Information About Chlamydia

How is Chlamydia contagious?

The most common way of becoming infected is by sex without a condom when mucous membranes come in contact with each other. This also applies to anal sex and oral sex. The bacteria only lives within other living cells and you can therefore not become infected by hand shakes, sauna benches, clothes, towels, or toilet seats. When giving birth, the baby may become infected from a mother who has Chlamydia with a consequence of child complications (see Complications).

Who gets Chlamydia?

Everyone who has sex without a condom has a risk of getting Chlamydia.

The Incidence

Chlamydia is the most common sexually transmitted disease.

What are the symptoms?

Most people, both men and female, which are infected with Chlamydia HAVE NO symptoms at all but can still spread the infection. Symptoms, if there are any, come within 1-3 weeks after infection and are usually characterised by vaginal or urethral discharge and pain when urinating. Women can get vaginal bleeding. The bacteria can also lay dormant for long periods and then suddenly give both symptoms and complications.

Complications

Untreated Chlamydia infection can give pelvic inflammatory disease, which later can cause ectopic pregnancies or future infertility. The male can get epididymitis, prostatitis, urethritis, and possibly decreased fertility. Both male and females can get conjunctivitis and arthritis. Chlamydia infection in the mother can be transmitted to the child during delivery causing neonatal conjunctivitis and neonatal pneumonia.

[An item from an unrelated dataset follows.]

PR #408, opened 2024-07-18
Feat/upright 2d plotter: enable upright for 2d morph plots also

sanjayankur31:


sanjayankur31:
hrm, not sure if making cells upright is required for the 2D plotter. Closing this for the moment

A child infected with neonatal Chlamydia pneumonia has an increased risk of getting asthma later in life.

How do I test myself?

See About the Service.

Treatment

A Chlamydia infection is treated with simple antibiotics and no post-treatment is needed. Partners also need to be tested and treated if necessary. All this is free. If your sample showed that you are infected with Chlamydia you can print out a treatment letter. This printed out treatment letter will work as a referral sheet to a health facility of your choice for free treatment.